You can dress it with PEARL cut 1:1 for a nice shine. 


Sent from my iPad using Tapatalk Pro


----------



## Rappy (Oct 2, 2020)

AndyN01 said:


> And, of course, there's always Bilt Hamber Surfex HD.
> 
> Andy.


x2

Surefx HD is great for various APC jobs!. :thumb:


----------



## Rappy (Oct 2, 2020)

LeeH said:


> You can dress it with PEARL cut 1:1 for a nice shine.
> 
> Sent from my iPad using Tapatalk Pro


PERL is a great product :thumb:

I prefer 3:1 for dressing engines & 1:1 for tyres


----------



## Andyblue (Jun 20, 2017)

Autoglym engine and machine cleaner works well, leaves a nice finish.

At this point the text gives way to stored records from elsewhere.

PR #55, opened 2022-10-13
Remove erroneous STP label from dry air density.

### LINKED ISSUE #54: dry air density is not at STP
The dry air density variables used in the `state_converters` and `kessler` physics schemes have standard names that imply they are at Standard temperature and Pressure (STP).  However, that density quantity is a function of the atmospheric temperature and pressure, which means it is not in fact at STP.  Thus this label should be removed in order to avoid a name collision with density variables that are in fact at STP.

nusbaume:
See title.

Fixes #54

### DIFF
--- a/kessler/kessler.meta
+++ b/kessler/kessler.meta
@@ -168,7 +168,7 @@
   type = integer
   intent = in
 [ rho ]
-  standard_name = density_of_dry_air
+  standard_name = dry_air_density
   long_name = dry air density
   units = kg m-3
   dimensions = (horizontal_loop_extent, vertical_layer_dimension)
--- a/kessler/kessler.meta
+++ b/kessler/kessler.meta
@@ -168,7 +168,7 @@
   type = integer
   intent = in
 [ rho ]
-  standard_name = density_of_dry_air_at_stp
+  standard_name = density_of_dry_air
   long_name = dry air density
   units = kg m-3
   dimensions = (horizontal_loop_extent, vertical_layer_dimension)
--- a/utilities/state_converters.meta
+++ b/utilities/state_converters.meta
@@ -187,7 +187,7 @@
   dimensions = (horizontal_loop_extent, vertical_layer_dimension)
   intent = in
 [ rho ]
-   standard_name = density_of_dry_air
+   standard_name = dry_air_density
    long_name = dry air density
    units = kg m-3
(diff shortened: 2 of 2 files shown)


peverwhee (approved):

cacraigucar:
An email from @gold2718 :

While I updated the dimension names in the wiki, I am not sure all the variables are there and/or correct. For the most part, I prefer the names used in the Kessler suite. For consistency I suggest the following changes to Kessler:

dry_air_density                                 ==> density_of_dry_air_at_STP

I'm not sure why he chose this and if he has an opinion on our proposed fix

cacraigucar (approved):

nusbaume:
@gold2718 Since you were the one who made the original naming decision I decided to add you as a reviewer, just to be completely safe (even though I seem to be failing on the "reduce your workload" front).

kessler/kessler.meta
```diff
@@ -168,7 +168,7 @@
   type = integer
   intent = in
 [ rho ]
-  standard_name = density_of_dry_air_at_stp
+  standard_name = density_of_dry_air
```
gold2718, line 171: Following the Standard Names dictionary (https://github.com/ESCOMP/CCPPStandardNames/blob/main/Metadata-standard-names.md), this should probably be: `dry_air_density`

utilities/state_converters.meta
```diff
@@ -187,7 +187,7 @@
   dimensions = (horizontal_loop_extent, vertical_layer_dimension)
   intent = in
 [ rho ]
-   standard_name = density_of_dry_air_at_stp
+   standard_name = density_of_dry_air
```
gold2718, line 190: Following the Standard Names dictionary (https://github.com/ESCOMP/CCPPStandardNames/blob/main/Metadata-standard-names.md), this should probably be: `dry_air_density`

gold2718 (changes requested):
(no, I have no idea what I was thinking two years ago when I sent that email).

kessler/kessler.meta
nusbaume: Good call!  Name changed.

utilities/state_converters.meta
nusbaume: Name changed.

gold2718 (approved):
:+1:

Great for cleaning tyres also :thumb:


----------



## Christian6984 (Dec 20, 2007)

Gunk was what i used on a filthy diesel engine years ago, seemed to do the trick. Modern stuff as mentioned should be a good bet too, AG engine and machine or surfex


----------



## P4ulH40 (Jan 9, 2013)

Thanks guys I’ve tried a few that’s been mentioned previously, what I don’t want is the crystallised water or product left on metal which sometimes happens no matter how much you rinse


----------



## Rappy (Oct 2, 2020)

P4ulH40 said:


> Thanks guys I've tried a few that's been mentioned previously, what I don't want is the crystallised water or product left on metal which sometimes happens no matter how much you rinse


I use Meguiars NXT all metal polish with extra fine wire wool. Great for aluminum.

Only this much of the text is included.